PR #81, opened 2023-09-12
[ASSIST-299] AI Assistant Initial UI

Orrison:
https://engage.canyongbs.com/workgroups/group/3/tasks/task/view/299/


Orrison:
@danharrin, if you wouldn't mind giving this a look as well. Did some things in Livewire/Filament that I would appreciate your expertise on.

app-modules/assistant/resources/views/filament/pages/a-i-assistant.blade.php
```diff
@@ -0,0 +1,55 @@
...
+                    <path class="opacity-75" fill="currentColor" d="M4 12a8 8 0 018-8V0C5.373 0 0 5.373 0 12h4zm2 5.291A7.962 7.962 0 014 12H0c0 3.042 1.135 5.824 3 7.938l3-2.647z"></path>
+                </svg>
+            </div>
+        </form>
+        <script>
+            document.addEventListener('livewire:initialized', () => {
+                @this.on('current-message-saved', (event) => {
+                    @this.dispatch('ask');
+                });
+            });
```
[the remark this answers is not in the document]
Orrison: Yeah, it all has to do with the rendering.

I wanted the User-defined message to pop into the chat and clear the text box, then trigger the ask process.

+===+

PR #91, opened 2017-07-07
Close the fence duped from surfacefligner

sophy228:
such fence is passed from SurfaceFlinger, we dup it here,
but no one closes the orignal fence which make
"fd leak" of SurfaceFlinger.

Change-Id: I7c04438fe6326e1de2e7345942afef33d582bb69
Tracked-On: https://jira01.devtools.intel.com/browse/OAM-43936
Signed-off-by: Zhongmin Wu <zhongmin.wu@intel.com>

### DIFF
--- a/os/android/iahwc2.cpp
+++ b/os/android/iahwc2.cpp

+===+

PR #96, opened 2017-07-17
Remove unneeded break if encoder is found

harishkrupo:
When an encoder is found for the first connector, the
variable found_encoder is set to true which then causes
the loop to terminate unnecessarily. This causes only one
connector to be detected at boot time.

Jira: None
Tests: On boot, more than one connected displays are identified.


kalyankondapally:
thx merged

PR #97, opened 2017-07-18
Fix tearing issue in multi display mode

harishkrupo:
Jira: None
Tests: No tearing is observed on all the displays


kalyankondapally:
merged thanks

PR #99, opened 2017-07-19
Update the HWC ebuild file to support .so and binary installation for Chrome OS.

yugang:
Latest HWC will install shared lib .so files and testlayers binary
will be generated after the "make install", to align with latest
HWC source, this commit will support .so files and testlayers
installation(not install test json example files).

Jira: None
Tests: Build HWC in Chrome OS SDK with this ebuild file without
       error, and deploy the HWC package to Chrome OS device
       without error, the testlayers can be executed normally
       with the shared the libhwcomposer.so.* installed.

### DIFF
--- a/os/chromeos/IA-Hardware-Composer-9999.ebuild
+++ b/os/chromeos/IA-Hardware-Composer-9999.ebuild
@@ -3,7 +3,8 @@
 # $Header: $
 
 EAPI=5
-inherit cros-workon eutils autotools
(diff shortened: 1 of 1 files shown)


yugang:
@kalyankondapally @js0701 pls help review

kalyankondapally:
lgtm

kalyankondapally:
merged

+===+

Starting at the line with "PR #81, opened 2023-09-12" and ending at the line with "your expertise on.", print each line of the listing above exactly, with no other lines.

PR #81, opened 2023-09-12
[ASSIST-299] AI Assistant Initial UI

Orrison:
https://engage.canyongbs.com/workgroups/group/3/tasks/task/view/299/


Orrison:
@danharrin, if you wouldn't mind giving this a look as well. Did some things in Livewire/Filament that I would appreciate your expertise on.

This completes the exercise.